As TrustServista is becoming more and more proficient at detecting fake news that is generated by professional online scammers or politically-biased groups, one are of mass misinformation is still posing problems not only to automated AI-engines, but also to most skilled human analysts and investigators: geopolitical propaganda.
While fake news generally follows a series of patterns that can be rather easily identified through our machine learning trained algorithms (from very specific punctuation, writing style that aims to provoke and lack of factual information), geopolitical propaganda is elaborate, created in a writing style similar to that of news agencies, can skillfully interwove true with fake facts or uses information that is very hard to verify.
Geopolitical propaganda works best in conflict zones. With little to no actual independent reporters on the ground, most information comes from the belligerent parties, military officials, local sources that are most of the time anonymous or social media accounts that can be verified. The result is a flow of information that is neither true or false, but almost always untrustworthy or unverifiable. News about the Syrian conflict, for example, is most of the times contradictory, depending of its source: news outlets loyal to president Assad, Russian state-owned media, Coalition officials and the news agencies using information exclusively from them and the different factions heavily relying on social media to spread their message.
One example we investigated recently was the information that the US-led Coalition in Syria has evacuated 2o ISIS military leaders from Deiz ez-Zor, ahead of the Syrian Armed forces retaking the town.

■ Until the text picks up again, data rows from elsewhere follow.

PR #581, opened 2022-05-10
Thread info throughout `unify` in the typechecker

elegios:
This includes #578 and should be merged after. Only the last commit is new.

This PR changes type-check.mc such that it threads around an `Info` value throughout unification, instead of setting it through a mutable `ref`. This should make the presented `Info` a bit more precise in some cases. The `Info` used is derived from the expression or pattern that "triggers" the unification (e.g., the argument to a `TmConApp`). In cases where there are multiple things triggering (e.g., `then` and `else` branches of a `match`) I've arbitrarily chosen the thing that occurs later in the code, with the assumption that everything else about the type-checker is left-to-right, thus it'd be consistent if the error points to the later thing.

### DIFF
--- a/stdlib/mexpr/type-check.mc
+++ b/stdlib/mexpr/type-check.mc
@@ -55,20 +55,19 @@ let _insertTyCon = lam name. lam ty. lam env : TCEnv.
   {env with tyConEnv = mapInsert name ty env.tyConEnv}
 
 type UnifyEnv = {
+  info: Info,  -- The info of the expression triggering the unification
   names: BiNameMap,
   tyConEnv: Map Name ([Name], Type)
 }
 
-let errInfo = ref (NoInfo ())
-
 let unificationError =
-  lam lhs. lam rhs.
+  lam info. lam lhs. lam rhs.
   let msg = join [
     "Type check failed: unification failure\n",
     "LHS: ", lhs, "\n",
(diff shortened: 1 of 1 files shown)


david-broman:
Are there any performance implications for the type checker because of this change? Would be good to do some simple tests. 

There is now also a conflict that needs to be resolved.

elegios:
It would surprise me, and it doesn't seem like it (time to typecheck `type-check.mc` before and after, respectively):

```
Benchmark 1: mi compile --typecheck --keep-dead-code --exit-before stdlib/mexpr/type-check.mc
  Time (mean ± σ):     13.952 s ±  0.097 s    [User: 13.198 s, System: 0.698 s]
  Range (min … max):   13.854 s … 14.098 s    5 runs

Benchmark 1: mi compile --typecheck --keep-dead-code --exit-before stdlib/mexpr/type-check.mc
  Time (mean ± σ):     13.917 s ±  0.131 s    [User: 13.225 s, System: 0.648 s]
  Range (min … max):   13.721 s … 14.085 s    5 runs

```

(I compiled both versions, then ran them with the repository in the state it was before this PR, so it's fair in that sense)

The previous PR that's already merged probably has more of an impact (haven't measured though), but those were correctness fixes, so just reverting isn't ideal.

PR #583, opened 2022-05-12
Add 0-CFA for sequence intrinsics

lingmar:
Adds 0-CFA support for a subset of the sequence intrinsics. Also adds some type annotations for semantic functions.

The sequence intrinsics that remain are the higher-order ones (`map`, `create` and the likes) as well as `splitAt`. 

One potential problem is performance. The time for running 0-CFA on `mi-lite.mc` increased from ~7.5 to ~23 seconds.

Update: after reducing the number of generated constraints for constants, the runtime is now ~10 s, which seems much more reasonable.


stdlib/mexpr/cfa.mc
```diff
@@ -363,14 +374,61 @@ lang LamCFA = CFA + InitConstraint + LamAst
...
+        CstrInit { lhs = av, rhs = b.ident }
+      else infoErrorExit (infoTm b.body) "Not a lambda in recursive let body"
+    ) bindings
+
+end
+
+lang ConstCFA = CFA + ConstAst + InitConstraint
+
+  syn AbsVal =
+  | AVConst { const : Const, info : Info, args : [Name] }
```
dlunde: This definition makes sense to me. Is there a specific reason for including an `Info` here? It's probably a good idea, but we do not include this for the other `AbsVal`s currently

stdlib/mexpr/cfa.mc
```diff
@@ -490,6 +516,66 @@ lang RecordCFA = CFA + InitConstraint + RecordAst
...
+  syn AbsVal =
+  -- Abstract representation of sequences. Contains a set of names that may
+  -- flow to the sequence.
+  | AVSeq { names: Set Name }
+
+  syn Constraint =
+  -- [{names}] ⊆ lhs ⇒ ∀n ∈ names: {n} ⊆ rhs
+  | CstrSeq {lhs : Name, rhs : Name}
+  -- [{names}] ⊆ lhs ⇒ [{names} ∪ {rhs}] ⊆ res
+  | CstrSeqUnion {lhs : Name, rhs : Name, res : Name}
```
dlunde: These constraints are actually not generated in this fragment. Is this the right place to define them?

stdlib/mexpr/cfa.mc
```diff
@@ -363,14 +374,61 @@ lang LamCFA = CFA + InitConstraint + LamAst
...
+  | (AVConst lhs, AVConst rhs) ->
+    use ConstCmp in
+    let cmp = cmpConst lhs.const rhs.const in
+    if eqi 0 cmp then subi (length lhs.args) (length rhs.args)
+    else cmp
+
+  sem generateConstraints =
+  | TmLet { ident = ident, body = TmConst t } ->
+    let av = AVConst {const = t.val, info = t.info, args = []} in
+    [ CstrInit {lhs = av, rhs = ident} ]
```
dlunde: I think doing this general generation for const constraints is good, but we do lose the ability to exit with an error on unsupported constraints already at the constraint generation step (I see that you added errors during propagation instead). This is probably fine though.

stdlib/mexpr/cfa.mc
```diff
@@ -587,249 +676,282 @@ end
...
+    | CMapi _
+    | CIter _
+    | CIteri _
+    | CFoldl _
+    | CFoldr _
+    | CCreate _
+    | CCreateList _
+    | CCreateRope _
+    | CSplitAt _
+    ) -> infoErrorExit info "Sequence intrinsic not supported in CFA"
```
dlunde: Looks good! But, I think that we should maybe define `CstrSeq` and `CstrSeqUnion` in this fragment instead, as they are only used here. What do you think?

dlunde (approved):
The overall approach to handling constants looks very good. I only have a few minor comments (see below).

stdlib/mexpr/cfa.mc
lingmar: The reason is to propagate the `info` field of the constant to use in `infoErrorExit` in the `propagateConstraintConst` function (for erroring on unsupported constants). The `info` field was previously passed via `generateConstraintsConst`, which was called from `generateConstraints`.

stdlib/mexpr/cfa.mc
lingmar: True. The only impact would be on performance, right? And I guess we would not catch the case when an unsupported constant is used partially (using currying). But that shouldn't really matter to the CFA result and I believe we are planning on not allowing currying on constants anyway?

stdlib/mexpr/cfa.mc
lingmar: Good idea, I'll move them.

stdlib/mexpr/cfa.mc
lingmar: Moving to the `SeqOpCFA` fragment as you suggested below.

stdlib/mexpr/cfa.mc
lingmar: Perhaps I should add a comment about it.

stdlib/mexpr/cfa.mc
dlunde: Yeah, let's leave it as it is now. The performance cost is in any case zero if we analyze only supported programs (which is really the only important case).

PR #590, opened 2022-05-17
Better errors

elegios:
This PR is based on #588 and should thus be merged after it.

I got tired of following purely textual `Info`s in error outputs, so I moved all the errors I could find to using my error highlighting library instead.

- This moves `stdlib/parser/error-highlight.mc` to `stdlib/error.mc`.
- There are now two helper functions for printing errors and immediately exiting, one for highlighting a single range (possibly with sub-ranges) and one for highlighting multiple ranges (that could be in different files). These do a cached `readFile` on the `filename` in the supplied `Info`s, so it should be as easy to use as possible.
- I also changed `type-check.mc` to use the multi-range highlighting when there are two clear things to highlight (e.g., the scrutinee and pattern in a `match`).
- One of the commits is essentially auto-generated, I used [Comby](https://comby.dev/) to rewrite calls to `infoErrorExit` into the new `errorSingle`. In the process I made a configuration file for it which is also in this PR, if we want it.

----

### `error.mc` documentation, copied here for convenience:

This module provides functions for highlighting sections of a file, primarily intended for error reporting in a compiler.

The underlying workhorse is `formatHighlights`, which takes the source of a file and a sequence of ranges to highlight (`Highlight`s, essentially `Info`s with some extra information).

There is also a high-level interface for reporting errors and immediately exiting. This centers around the `ErrorSection` type:

```
type ErrorSection = {msg : String, multi : String, info : Info, infos : [Info]}
let err : ErrorSection = {msg = "", multi = "", info = NoInfo (), infos = []}
```

An `ErrorSection` represents a single contiguous range in a file, possibly with multiple sub-ranges to highlight, and with an optional related message. Typically you would construct this through record updates on `err`, since most fields are optional:

- `infos`: The ranges to highlight. Default to `[info]` if absent.
- `info`: The complete section to display. Defaults to `foldl mergeInfo (NoInfo ()) infos` if absent.
- `msg`: The message to display above the highlighted section, if any.
- `multi`: Used instead of `msg` if present and `infos` contains at least two elements (useful for pluralizing messages).

There are two functions for displaying an error and immediately exiting:
- `errorSingle` takes a single `ErrorSection`.
- `errorMulti` takes a sequence of `ErrorSection`s and a record with two fields (both are optional):
  - `single`: The message to display if only one `ErrorSection` is given.
  - `multi`: The message to display if more than one `ErrorSection` is given. Defaults to `single` if absent.

### DIFF
--- a/stdlib/error.mc
+++ b/stdlib/error.mc
@@ -1,5 +1,6 @@
 include "seq.mc"
 include "char.mc"
+include "map.mc"
 include "mexpr/info.mc"
 
 type Highlight
@@ -164,6 +165,83 @@ let terminalHighlightErrorConfig: HighlightConfig =
   , relevant = lam str. concat (concat "[31m" str) "[0m"
   , added = lam str. concat (concat "[31m" str) "[0m"
   }
+
+type ErrorSection = {msg : String, multi : String, info : Info, infos : [Info]}
+let errorDefault : ErrorSection = {msg = "", multi = "", info = NoInfo (), infos = []}
+let infoToSection : Info -> ErrorSection = lam info. {errorDefault with info = info}
+
+let _cachedContent : Ref (Map String String) = ref (mapEmpty cmpString)
+let _readContent : String -> Option String = lam filename.
+  match mapLookup filename (deref _cachedContent) with c & Some content then c else
+  -- TODO(vipa, 2022-05-17): This is technically a race condition, the
+  -- file could be removed in-between the check and the read, but
+  -- there's no better way to handle it atm.
+  if fileExists filename then
+    let content = readFile filename in
+    modref _cachedContent (mapInsert filename content (deref _cachedContent));
+    Some content
+  else None ()
+
+let _emptyOrNewlineTerm : String -> String = lam str.
+  switch str
+  case "" then str
+  case _ ++ "\n" then str
+  case str then snoc str '\n'
+  end
+
+let _highlightSection
+  : ErrorSection -> (Info, String)
+  = lam section.
+    let info = match section.info with NoInfo ()
+      then foldl mergeInfo (NoInfo ()) section.infos
+      else section.info in
+    let infos = match section.infos with []
+      then [section.info]
+      else section.infos in
+    let infos = map (lam x. Relevant x) infos in
+    let infos =
+      match section.info with Info x then
+        let first = infoVal x.filename x.row1 x.col1 x.row1 x.col1 in
+        let last = infoVal x.filename x.row2 x.col2 x.row2 x.col2 in
+        snoc (cons (Irrelevant first) infos) (Irrelevant last)
+      else infos in
+    let msg = match section.infos with ![] & ![_]
+      then match section.multi with !"" then section.multi else section.msg
+      else section.msg in
+    let msg = _emptyOrNewlineTerm msg in
+    let msg =
+      match info with Info {filename = filename} then
+        match _readContent filename with Some content
+        then concat msg (formatHighlights terminalHighlightErrorConfig content infos)
+        else join [msg, "<Couldn't read '", filename, "', no highlight available>"]
+      else msg in
+    (info, _emptyOrNewlineTerm msg)
+
+let errorMsg
+  : [ErrorSection] -> {single: String, multi: String} -> (Info, String)
+  = lam sections. lam msg.
+    switch map _highlightSection sections
+    case [(info, inner)] then (info, concat (_emptyOrNewlineTerm msg.single) inner)
+    case sections then
+      let msg = match msg.multi with !"" then msg.multi else msg.single in
+      match unzip sections with (infos, inners) in
+      let info = foldl mergeInfo (NoInfo ()) infos in
+      let msg = strJoin "\n" (cons (_emptyOrNewlineTerm msg) inners) in
+      (info, msg)
+    end
+
+let _die : all a. (Info, String) -> a = lam msg.
+  printError (join ["\n", infoErrorString msg.0 msg.1, "\n"]);
+  flushStderr ();
+  exit 1
+let errorGeneral : all a. [ErrorSection] -> {single: String, multi: String} -> a
+  = lam sections. lam msg. _die (errorMsg sections msg)
+let errorSingle : all a. [Info] -> String -> a
+  = lam infos. lam msg.
+    _die (errorMsg [{errorDefault with infos = infos, msg = msg}] {single = "", multi = ""})
+let errorMulti : all a. [(Info, String)] -> String -> a
+  = lam sections. lam msg.
+    _die (errorMsg (map (lam sec. {errorDefault with info = sec.0, msg = sec.1}) sections) {single = msg, multi = ""})
 
 mexpr
 
--- a/stdlib/error.mc
+++ b/stdlib/error.mc
@@ -1,3 +1,48 @@
+/-
+
+This module provides functions for highlighting sections of a file,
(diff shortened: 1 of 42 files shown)


stdlib/error.mc
```diff
@@ -165,6 +207,80 @@ let terminalHighlightErrorConfig: HighlightConfig =
...
+    case sections then
+      let msg = match msg.multi with !"" then msg.multi else msg.single in
+      match unzip sections with (infos, inners) in
+      let info = foldl mergeInfo (NoInfo ()) infos in
+      let msg = strJoin "\n" (cons (_emptyOrNewlineTerm msg) inners) in
+      (info, msg)
+    end
+
+let _die : all a. (Info, String) -> a = lam msg.
+  print (join ["\n", infoErrorString msg.0 msg.1, "\n"]);
```
johnwikman: Add a `flushStdout ()` after this print statement. Otherwise, depending on backend, there is a risk of the program exiting without the print being shown.

Ideally this would be printed on stderr instead of stdout. Maybe add this as a todo?

johnwikman:
So I promised during the meeting on 2022-05-17 that I would comment here on the use of `err` as a top-level name. Since `err` is a nifty ad-hoc name that I frequently use (similar to `i` in loops), I would prefer to have something a bit more verbose on the top-level. Such as:

```
-- change name from "err" to "errorEmpty"
let errorEmpty : ErrorSection = {msg = "", multi = "", info = NoInfo (), infos = []}
```

However, causes the syntax to be a bit more verbose, which makes writing good errors (to some degree) more tedious:

```
-- the current way:
errorSingle {{err with info = infoTm t} with msg = "It doesn't work!"}

-- the alternative way:
errorSingle {{errorEmpty with info = infoTm t} with msg = "It doesn't work!"}
```

An solution could be to add more helper functions to assist the regular cases with an info field and a single error more easy to write. Such as:

```
-- definitions
let errorInfo = lam fi : Info. lam msg : String.
  errorSingle {{errorEmpty with info = fi} with msg = msg}

let errorMultiInfo = lam fis : [Info]. lam msg : String.
  errorMulti {{errorEmpty with infos = fis} with multi = msg}


-- usages
errorInfo (infoTm t) "It doesn't work!"

errorMultiInfo [infoTm parent, infoTm t] "Nothing works!"
```

By this, I also think that we should outlaw the usage of the intrinsic `error` outside of the error.mc function, or just plain an simple remove the `error` intrinsic entirely. The most convenient way to write errors in MCore should be to write good errors! (Stack traces can probably be solved in some other way?)

johnwikman:
So I promised during the meeting on 2022-05-17 that I would comment here on the use of `err` as a top-level name. Since `err` is a nifty ad-hoc name that I frequently use (similar to `i` in loops), I would prefer to have something a bit more verbose on the top-level. Such as:

```
-- change name from "err" to "errorEmpty"
let errorEmpty : ErrorSection = {msg = "", multi = "", info = NoInfo (), infos = []}
```

However, causes the syntax to be a bit more verbose, which makes writing good errors (to some degree) more tedious:

```
-- the current way:
errorSingle {{err with info = infoTm t} with msg = "It doesn't work!"}

-- the alternative way:
errorSingle {{errorEmpty with info = infoTm t} with msg = "It doesn't work!"}
```

An solution could be to add more helper functions to assist the regular cases with an info field and a single error more easy to write. Such as:

```
-- definitions
let errorInfo = lam fi : Info. lam msg : String.
  errorSingle {{errorEmpty with info = fi} with msg = msg}

let errorMultiInfo = lam fis : [Info]. lam msg : String.
  errorMulti {{errorEmpty with infos = fis} with multi = msg}


-- usages
errorInfo (infoTm t) "It doesn't work!"

errorMultiInfo [infoTm parent, infoTm t] "Nothing works!"
```

By this, I also think that we should outlaw the usage of the intrinsic `error` outside of the error.mc function, or just plain an simple remove the `error` intrinsic entirely. The most convenient way to write errors in MCore should be to write good errors! (Stack traces can probably be solved in some other way?)

elegios:
On naming of `err`: maybe `errorDefault` is a better name? This assumes that we do something where simple errors don't need to touch it, since it's even longer.

My thought originally was to have the distance between the simplest use and the most advanced use be short, to minimize the additional cost of providing a better error, and the amount of reading required to figure out how to use the more advanced version. Ultimately it would be nice if we had optional arguments for this, that's what I'm emulating with the record updates on `err`. Maybe we could just enumerate the simple versions with a consistent naming scheme:

```
         Number of sections
         |Number of ranges per section
         ||
         vv
let error11 : all a. Info -> String -> a
let error1N : all a. [Info] -> {one : String, many : String} -> a
let errorN1: all a. [Info] -> {one : String, many : String} -> a
let errorNN : all a. [[Info]] -> {one : String, many : String} -> a
```

Design knobs in this idea:
- Markers for plural, `11` looks like eleven which might not be ideal.
- Should the last three functions take just a `String`? It's easier to use, but it makes it a bunch more effort to support proper pluralization of the message. Then again, many uses of these functions might be in cases where we *know* that we have more than one range/section.
- I think a large fraction of uses of `errorN1` and `errorNN` should want a message per section, so it may be the case that `errorN1 : all a. [(Info, String)] -> {one : String, many: String} -> a` is a better type, and something similar for `errorNN`.

After writing this and thinking a bit more on it I think my current stance is this:
- `errorXX` functions are for when you know you *need* the plurality implied by the function. We could even have a warning if one of the plural versions is called with a singleton list if we want to, at least in some form of debug mode, to make it less likely that we provide bad errors. I think I would argue against adding such a warning, and instead just argue for vigilance against bad messages, but it seemed reasonable to mention for completeness.
- The `errorNN` case might not be useful to have a helper for, because it's fairly likely that the inner list might be a singleton (at least that's what my very limited experience suggests). Having a helper that suggests always pluralizing in this case might encourage not pluralizing properly, so there might be a point in not having it at all (or having a deprecated warning, once we eventually have those).
- The types should thus probably be as follows:
  - `error11 : all a. Info -> String -> a`
  - `error1N : all a. [Info] -> String -> a`
  - `errorN1 : all a. [(Info, String)] -> String -> a`

johnwikman:
Yes `errorDefault` is a better name.

Although sound, I do find the `errorXX` naming a bit cryptic. I am more comfortable with spelling the whole this out:
```
-- This is longer...
errorSingle {errorDefault with info = infoTm t, msg = "My Error Message"}

-- ... but this is harder to understand at first glance.
error11 (infoTm t) "My Error Message"
```

I find these alternatives below to be easier to understand, but they might be less expressive. I am not entirely sure how the `errorN1` case is supposed to be used.
```
let errorS : all a. [Info] -> String -> a = lam fis. lam msg.
  match fis with [fi] then
    error11 fi msg
  else
    error1N fis msg

let errorN : all a. [(Info, String)] -> String -> a = errorN1

errorS [infoTm t] "My Error Message"
errorS [infoTm parent, infoTm t] "Another message with multiple infos."

errorN [(infoTm parent, "Parent error."),
        (infoTm t, "Child error.")]
       "Multiple error messages?"
```

elegios:
It's intended for cases when there are multiple things in the same contiguous code section to highlight, instead of giving multiple sections. The difference between

```
ERROR: unification failed
<...>
let x : () = true in   -- `()` and `true` are highlighted
```
vs
```
ERROR: unification failed
<...>
let x : () = true in   -- only `()` is highlighted

let x : () = true in   -- only `true` is highlighted
```
(using comments to show the highlights, since I don't know how to apply arbitrary coloring in a code block)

As the same information was verified by the Atlantic Council’s Digital Forensic Lab (https://medium.com/dfrlab/questionable-sources-on-syria-36fcabddc950), TrustServista was put the the task of tracking the information to its original source and verifying it using it’s content quality analysis, or TrustLevel for short.
TrustServista was able to automatically generate all the links between the articles writing about this topic, tracking the information back to a couple of sources:
- The D24 website on 25th August 2017: https://sputniknews.com/middleeast/201709071057182244-daesh-deir-ez-zor-us-evacuation/. The source of the information was an anonymous corespondent: “A D24 correspondent said that…”.
- A later article from Russian Sputnik news agency (7th Sept 2017), that uses again anonymous sources (“A military and diplomatic source has told Sputnik…”) to expand on the information provided by D24.
The 2 articles are the most referenced, either directly, or through intermediary webpages. Both articles contain information that is very difficult to verify, but should be regarded as not trustworthy because it is not backed up by images, videos or other independent witnesses.
However, the automatic quality scoring revealed that most of the articles found as being part of this story had a high score (above 70%). No clickbait techniques were used, the content was loaded with factual information and in some cases even the writing style was revealed to have a neutral sentiment.
The challenge of automatically detecting this type of content does not rely that much on analyzing the writing style, but focus more on the origin of information. As learned from the example shown before, if the original URL can be detected accurately and linked to all its siblings and the information source falls within a pattern of relying on anonymous sources, then propaganda detection does not become a difficult task anymore.
TrustServista is in the process of creating a “propaganda recipe” based on a set of relevant examples and will release an improved version of its Content Quality algorithm, that will embed scoring specific to propaganda content.